Our paper on autoregressive diffusion models for improved temporal predictions of complex PDE-based simulations is online now at https://arxiv.org/abs/2309.01745 (ACDM). Above you can see a preview output from a transonic turbulent flow case. Especially the shock waves around the obstacle are very tough here.
To summarize the results of ACDM: it’s highly accurate and turns a regular Neural PDE solver into a probabilistic method, i.e. it can compute different versions of the solution via posterior sampling. This is an example:
A key insight is also that the diffusion training (ACDM) yields an excellent temporal stability, despite being trained without any unrolling. Here’s a preview ACDM in orange versus a few baselines (GT in black):
Full abstract: Simulating turbulent flows is crucial for a wide range of applications, and machine learning-based solvers are gaining increasing relevance. However, achieving stability when generalizing to longer rollout horizons remains a persistent challenge for learned PDE solvers. We address this challenge by introducing a fully data-driven fluid solver that utilizes an autoregressive rollout based on conditional diffusion models. We show that this approach offers clear advantages in terms of rollout stability compared to other learned baselines.
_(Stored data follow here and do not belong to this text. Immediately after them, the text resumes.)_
PR #47, opened 2017-01-19
Wait for Producer to connect.

alieander:
When working with a `Producer` over `nsqlookupd`'s, there is a very short time where the Thread that attempts to establish connections might not have found one yet. In the case we have before this PR, we are always going to run into this problem with the first `.write` we make as we lazily make the `Producer` and then call `.write` straight away.

This changes our initializer to be less lazy AND has it wait until the `Producer` believes it is "connected".


leklund:
:+1:

~NO~
SLEEP
TIL
~BROOKLYN~CONNECTED?

alieander:
lol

Remarkably, these improvements in stability are achieved without compromising the quality of generated samples, and our model successfully generalizes to flow parameters beyond the training regime. Additionally, the probabilistic nature of the diffusion approach allows for inferring predictions that align with the statistics of the underlying physics. We quantitatively and qualitatively evaluate the performance of our method on a range of challenging scenarios, including incompressible Navier-Stokes and transonic flows, as well as isotropic turbulence.